─── Stored data ───
PR #1522, opened 2025-03-17
scx_layered: cleanup node spread

likewhatevs:
make node spread determine cpu order in a less-fragile manner (i.e. use topo instead of shifting by number of cpus)

### layered node spread order
Screenshot from 2025-03-17 12-54-25

### likwid topo
Screenshot from 2025-03-17 12-54-38

### layered node spread order
Screenshot from 2025-03-17 12-56-56

### likwid topo
Screenshot from 2025-03-17 12-57-08

### DIFF
--- a/scheds/rust/scx_layered/src/layer_core_growth.rs
+++ b/scheds/rust/scx_layered/src/layer_core_growth.rs
@@ -246,17 +246,22 @@ impl<'a> LayerCoreOrderGenerator<'a> {
         let mut node_core_vecs: Vec<Vec<usize>> = Vec::new();
         let mut max_node_cpus: usize = 0;
 
-        for (_, node) in self.topo.nodes.iter() {
+        for (node_id, node) in self.topo.nodes.iter() {
             let mut node_vec = Vec::new();
-            for (_, llc) in node.llcs.iter() {
+            for (llc_id, llc) in node.llcs.iter() {
+                let mut llc_vec = Vec::new();
                 for (core_id, _) in llc.cores.iter() {
-                    node_vec.push(core_id.clone());
+                    llc_vec.push(core_id.clone());
                 }
+                llc_vec.sort();
+                log::debug!("LLC ID {} has cores {:?}", llc_id, llc_vec);
+                node_vec.push(llc_vec.clone());
             }
-            max_node_cpus = std::cmp::max(node_vec.len(), max_node_cpus);
-            // XXX this is a hack to maximize locality when core order is linear.
-            node_vec.sort();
───
[Required work]:
Return the entries above in full and exactly as written.

[Task result]:
PR #1522, opened 2025-03-17
scx_layered: cleanup node spread

likewhatevs:
make node spread determine cpu order in a less-fragile manner (i.e. use topo instead of shifting by number of cpus)

### layered node spread order
Screenshot from 2025-03-17 12-54-25

### likwid topo
Screenshot from 2025-03-17 12-54-38

### layered node spread order
Screenshot from 2025-03-17 12-56-56

### likwid topo
Screenshot from 2025-03-17 12-57-08

### DIFF
--- a/scheds/rust/scx_layered/src/layer_core_growth.rs
+++ b/scheds/rust/scx_layered/src/layer_core_growth.rs
@@ -246,17 +246,22 @@ impl<'a> LayerCoreOrderGenerator<'a> {
         let mut node_core_vecs: Vec<Vec<usize>> = Vec::new();
         let mut max_node_cpus: usize = 0;
 
-        for (_, node) in self.topo.nodes.iter() {
+        for (node_id, node) in self.topo.nodes.iter() {
             let mut node_vec = Vec::new();
-            for (_, llc) in node.llcs.iter() {
+            for (llc_id, llc) in node.llcs.iter() {
+                let mut llc_vec = Vec::new();
                 for (core_id, _) in llc.cores.iter() {
-                    node_vec.push(core_id.clone());
+                    llc_vec.push(core_id.clone());
                 }
+                llc_vec.sort();
+                log::debug!("LLC ID {} has cores {:?}", llc_id, llc_vec);
+                node_vec.push(llc_vec.clone());
             }
-            max_node_cpus = std::cmp::max(node_vec.len(), max_node_cpus);
-            // XXX this is a hack to maximize locality when core order is linear.
-            node_vec.sort();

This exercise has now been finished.